Clive Stephen Gamble, (born 1951) is a British archaeologist and anthropologist. He has been described as the "UK’s foremost archaeologist investigating our
earliest ancestors."

==Early life and education==
Gamble was born in 1951. He was educated at Brighton College, a private school in Brighton, England. He studied at Jesus College, Cambridge, graduating with a Bachelor of Arts (BA) degree in 1972: as per tradition, his BA was promoted to a Master of Arts (MA Cantab) degree in 1975. Remaining at Jesus College, he studied for a Doctor of Philosophy (PhD) degree which he completed in 1978. His doctoral thesis was titled "Animal Communities and their Relationship to Prehistoric Economies in Western Europe".

==Academic career==
From 1975 to 1979, Gamble was an experimental officer in archaeology at the University of Southampton. In 1979, he became a lecturer in archaeology. He was promoted to Professor in 1996. In 1999 he founded the Centre for the Archaeology of Human Origins at Southampton.

In 2004 Gamble was appointed to a Research Professorship in the Centre for Quaternary Research at Royal Holloway College, in the University of London. He subsequently returned to Southampton as a professor in the Department of Archaeology in 2011. In 2015 he was a Trustee of the British Museum. He retired from Southampton in 2017 and was appointed an emeritus professor.

===Research and Positions===
Gamble's main research interests are the archaeology of human origins, the social life of the earliest humans and the timing of their global colonisation.

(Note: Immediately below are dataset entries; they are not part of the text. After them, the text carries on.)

PR #62, opened 2024-06-14
move static varables from key_keeper and listener mod to data-vessel

ZhidongPeng:
- move more static variables from key_keeper mod to data_vessel
- move static variables from listener mod to data_vessel
- share vessel instance between start_service and stop_service
- return none if key has not update or not able to fetech from data_vessel.

### DIFF
--- a/proxy_agent/src/common/http/http_request.rs
+++ b/proxy_agent/src/common/http/http_request.rs
@@ -21,8 +21,8 @@ impl HttpRequest {
     pub fn new_proxy_agent_request(
         uri: Url,
         mut request: Request,
-        key_guid: String,
-        key: String,
+        key_guid: Option<String>,
+        key: Option<String>,
     ) -> std::io::Result<Self> {
         //connection:Close
         request.headers.add_header(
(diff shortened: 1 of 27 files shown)


jeremycline:
It looks like this branch needs rebasing since #59 was squashed when it was merged and this appears to be based on the branch that got squashed. Git should drop empty commits by default, so a simple `git rebase main` from this branch should do the right thing.

proxy_agent/src/data_vessel.rs
```diff
@@ -80,20 +233,288 @@ impl DataVessel {
...
                 // return empty key if failed to get the key
-                Key::empty()
+                None
             }
         }
     }
 
-    pub fn get_current_key_value(&self) -> String {
-        self.get_current_key().key
+    pub fn get_current_key_value(&self) -> Option<String> {
```
jeremycline, line 241: Is there any reason to not just return the `Key` rather than the string inside it? Users like `new_proxy_agent_request()` want at least the key value and guid so unpacking the struct here seems like more work for callers.

proxy_agent/src/common/http/http_request.rs
```diff
@@ -46,30 +46,32 @@ impl HttpRequest {
...
-                Ok(data) => logger::write_information(format!(
-                    "Computed the signature with input: {}",
-                    data
-                )),
-                Err(e) => {
-                    logger::write_information(format!(
-                        "Failed convert the input_to_sign to string, error {}",
-                        e
-                    ));
+        if let Some(key) = key {
```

Gamble is a Trustee of the British Museum (August 2010-August 2014), Fellow of the British Academy, Fellow and Vice President of the Society of Antiquaries and Fellow and, from 2011 to 2014, President of the Royal Anthropological Institute. He received the Rivers Memorial Medal from the Royal Anthropological Institute in 2005. In 2002 he presented Where Do We Come From?, a six-part documentary screened on Channel Five.
In 2000 his book The Palaeolithic Societies of Europe won the Society for American Archaeology Book Award.

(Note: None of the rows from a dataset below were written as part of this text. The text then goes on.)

PR #64, opened 2024-06-20
Move static variables from key_keeper and proxy_listener mod to Share…

ZhidongPeng:
- Create SharedState strut to hold the static variables from key_keeper and proxy_listener mode 
- Create SharedState instance at the program starts and use Arc::Mutex to clone and share among different threads


bingyuyin (dismissed):

proxy_agent/src/shared_state.rs
```diff
@@ -0,0 +1,157 @@
...
+    proxy_listner_shutdown: bool,
+    connection_count: u128,
+    proxy_listner_status_message: String,
+    // Add more state fields as needed,
+    // keep the fields related to the same module together
+    // keep the fields as private to avoid the direct access from outside via Arc<Mutex<SharedState>>.lock().unwrap()
+    // use wrapper functions to access the state fields, it does quick release the lock
+}
+
+pub fn new_shared_state() -> Arc<Mutex<SharedState>> {
```
jeremycline: It's idiomatic to implement this on the structure:

```
impl SharedState {
    pub fn new() -> Arc<Mutex<SharedState>> {
        Arc::new(Mutex::new(SharedState::default()))
    }
}
```

and then use with `SharedState::new()`

proxy_agent/src/common/http/http_request.rs
```diff
@@ -46,30 +46,32 @@ impl HttpRequest {
...
-                Err(e) => {
-                    logger::write_information(format!(
-                        "Failed convert the input_to_sign to string, error {}",
-                        e
-                    ));
+        if let Some(key) = key {
+            if let Some(key_guid) = key_guid {
+                let input_to_sign = http_request.request.as_sig_input();
+                let authorization_value = format!(
+                    "{} {} {}",
```
hmyan90, line 53: is this a typo: SCHEMA

proxy_agent/src/key_keeper.rs
```diff
@@ -147,72 +138,69 @@ fn poll_secure_channel_status(
...
-                    "Wireserver rule id changed from {} to {}.",
-                    *WIRESERVER_RULE_ID, wireserver_rule_id
-                ));
-                *WIRESERVER_RULE_ID = wireserver_rule_id.to_string();
-                proxy_authentication::set_wireserver_rules(status.get_wireserver_rules());
-            }
+        let imds_rule_id: String = status.get_imds_rule_id();
+        let current_wire_server_rule_id =
+            key_keeper_wrapper::get_wireserver_rule_id(shared_state.clone());
+        if wireserver_rule_id != current_wire_server_rule_id {
```
jeremycline: There's a race condition here where you're reading the current rule, releasing the lock, comparing it, and then re-acquiring the lock and updating it based on the comparison. Another thread could potentially set it such that `wireserver_rule_id != current_wire_server_rule_id` after you read `wireserver_rule_id == current_wire_server_rule_id` and you won't update the rule like you expect.

You can either unconditionally set the value, or (if you want to stick with your wrapper approach) add a wrapper that holds the lock across the read and conditional write.

proxy_agent/src/key_keeper.rs
```diff
@@ -147,72 +138,69 @@ fn poll_secure_channel_status(
...
-            if imds_rule_id != *IMDS_RULE_ID {
-                logger::write_warning(format!(
-                    "IMDS rule id changed from {} to {}.",
-                    *IMDS_RULE_ID, imds_rule_id
-                ));
-                *IMDS_RULE_ID = imds_rule_id.to_string();
-                proxy_authentication::set_imds_rules(status.get_imds_rules());
-            }
+
+        let current_imds_rule_id = key_keeper_wrapper::get_imds_rule_id(shared_state.clone());
```
jeremycline: Similar to above, this introduces a race condition since the lock isn't held between reading the value and conditionally setting it.

jeremycline (commented):
This is definitely an improvement over the unsynchronized globals. If you decide to stick with wrapping functions you'll need to be mindful about TOCTOU-type bugs.

proxy_agent/src/common/http/http_request.rs
```diff
@@ -46,30 +46,32 @@ impl HttpRequest {
...
-                    "Computed the signature with input: {}",
-                    data
-                )),
-                Err(e) => {
-                    logger::write_information(format!(
-                        "Failed convert the input_to_sign to string, error {}",
-                        e
-                    ));
+        if let Some(key) = key {
+            if let Some(key_guid) = key_guid {
```
jeremycline: You can combine this into a single line to remove a bit of nesting here:


```suggestion
        if let (Some(key), Some(key_guid)) = (key, key_guid) {
```

proxy_agent/src/shared_state.rs
```diff
@@ -0,0 +1,222 @@
...
+    pub fn get_current_key_incarnation(shared_state: Arc<Mutex<SharedState>>) -> Option<u32> {
+        get_key(shared_state).map(|k| k.incarnationId)?
+    }
+
+    /// Update the current secure channel state
+    /// # Arguments
+    /// * `shared_state` - Arc<Mutex<SharedState>>
+    /// * `state` - String
+    /// # Returns
+    /// * `bool` - true if the state is update successfully
```
jeremycline, line 83: This doesn't seem to line up with the function is actually doing: it's returning `false` if the current state is the same as the one provided.

proxy_agent/src/shared_state.rs
```diff
@@ -0,0 +1,222 @@
...
+            .current_secure_channel_state
+            .to_string()
+    }
+
+    /// Update the WireServer rule ID
+    /// # Arguments
+    /// * `shared_state` - Arc<Mutex<SharedState>>
+    /// * `rule_id` - String
+    /// # Returns
+    /// * `bool` - true if the rule ID is update successfully
```
jeremycline, line 111: Similar to above, the comment implies this is a fallible call and it's actually an indication of whether something changed or not.

proxy_agent/src/shared_state.rs
```diff
@@ -0,0 +1,222 @@
...
+    pub fn increase_connection_count(shared_state: Arc<Mutex<SharedState>>) -> u128 {
+        let mut state = shared_state.lock().unwrap();
+        let mut connection_count = state.connection_count;
+        if connection_count == u128::MAX {
+            // reset connection count
+            connection_count = 0;
+        }
+        connection_count += 1;
+        state.connection_count = connection_count;
+        connection_count
```
jeremycline: FYI there's [overflowing_add](https://doc.rust-lang.org/std/primitive.u128.html#method.overflowing_add) on primitive integer types to express you want that behavior, so you could write this as 
```suggestion
        (state.connection_count, _) = state.connection_count.overflowing_add(1);
        state.connection_count
```

bingyuyin (approved):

Gamble is currently part of the NERC-sponsored team that is looking to date key evolutionary events in Europe over the last 60,000 years by dating deposits of volcanic ash. The events that the team is seeking to date includes the arrival of modern humans, the Neanderthal extinction, and the post-Ice Age re-colonisation of northern Europe approximately 16,000 years ago by the direct ancestors of most modern Europeans.

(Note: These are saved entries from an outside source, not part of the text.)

PR #74, opened 2024-07-03
update ebpf version to 0.17.1

ZhidongPeng:
- Update windows ebpf version to 0.17.1
- use ebpf_program_attach function

### DIFF
--- a/proxy_agent/src/redirector/windows/bpf_prog.rs
+++ b/proxy_agent/src/redirector/windows/bpf_prog.rs
@@ -9,6 +9,7 @@ use proxy_agent_shared::misc_helpers;
 use std::env;
 use std::ffi::c_void;
 use std::io::{Error, ErrorKind};
+use std::mem::size_of_val;
 use std::path::PathBuf;
 
 const EBPF_API_FILE_NAME: &str = "EbpfApi.dll";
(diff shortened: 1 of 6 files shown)


proxy_agent/src/redirector/windows/bpf_prog.rs
```diff
@@ -124,20 +130,78 @@ pub fn attach_bpf_prog() -> i32 {
...
+                                logger::write_information("Success disconnected link.".to_string());
+
+                                match bpf_link_destroy(*link) {
+                                    Ok(r) => {
+                                        if r != 0 {
+                                            logger::write_error(format!(
+                                                "Failed to destroy link with error code: {}.",
+                                                r
+                                            ));
+                                            return EBPF_ATTACH_PROGRAM_ERROR;
```
bingyuyin, line 167: may I know what's the link used for?
in case of attach suceed, and link disconnect or destroy failed, do we need to return attach succeed and log error, or just take the whole attach as failed?

ZhidongPeng: This link is internal from ebpf, we do not need it but for best practices to destroy it. 
According to Windows ebpf team, the original call is a wrap 3p ebpf call and they do destroy, hence we best to do the same.

bingyuyin (approved):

Gamble was a co-director on the British Academy Centenary project (2003-2010) Lucy to language: The archaeology of the social brain

Gamble led a fieldwork programme in Greece, which recorded and published all the evidence from field surveys for Palaeolithic and Mesolithic settlement undertaken there in the last 50 years. This led to the publication of The Prehistoric Stones of Greece which provided the first overview of all stone tools discovered in Greece. There is no comparable overview elsewhere in Europe.

==Honours==
On 26 November 1981, Gamble was elected a Fellow of the Society of Antiquaries of London (FSA). In 2000, he was elected a Fellow of the British Academy (FBA). He is also an elected Fellow of the Royal Anthropological Institute (FRAI).

==Selected works==
- Gamble, C. 2021 Making Deep History: Zeal, Perseverance, and the Time Revolution of 1859. Oxford University Press.
- Dunbar, R., Gamble, C. and Gowlett, J. 2014 Lucy to Language: The Benchmark Papers. Oxford University Press.
- Gamble, C. 2013 Settling the earth: the archaeology of deep human history. Cambridge University Press.
- Boismier, W. A., Gamble, C. and Coward, F. (eds.) 2012 Neanderthals among mammoths: excavations at Lynford Quarry, Norfolk UK, English Heritage Monographs.
- Dunbar, R., Gamble, C. and Gowlett, J. (eds.) 2010 Social brain, distributed mind, Oxford University Press. Proceedings of the British Academy 158.
- Gamble, C. S. 2007. Origins and revolutions: human identity in earliest prehistory. Cambridge University Press.
- Gamble, C. 2007 Archaeology: the basics. 2nd edition. Routledge.
- Gamble, C. S., and M. Porr. (eds.) 2005. The individual hominid in context: archaeological investigations of Lower and Middle Palaeolithic landscapes, locales and artefacts. Routledge.
- Gamble, C. 2003 Timewalkers: The Prehistory of Global Colonization. The History Press.
- Gamble, C. 1999 The Palaeolithic Societies of Europe. Cambridge University Press.
- Gamble, C. 1986 The Palaeolithic Settlement of Europe. Cambridge University Press.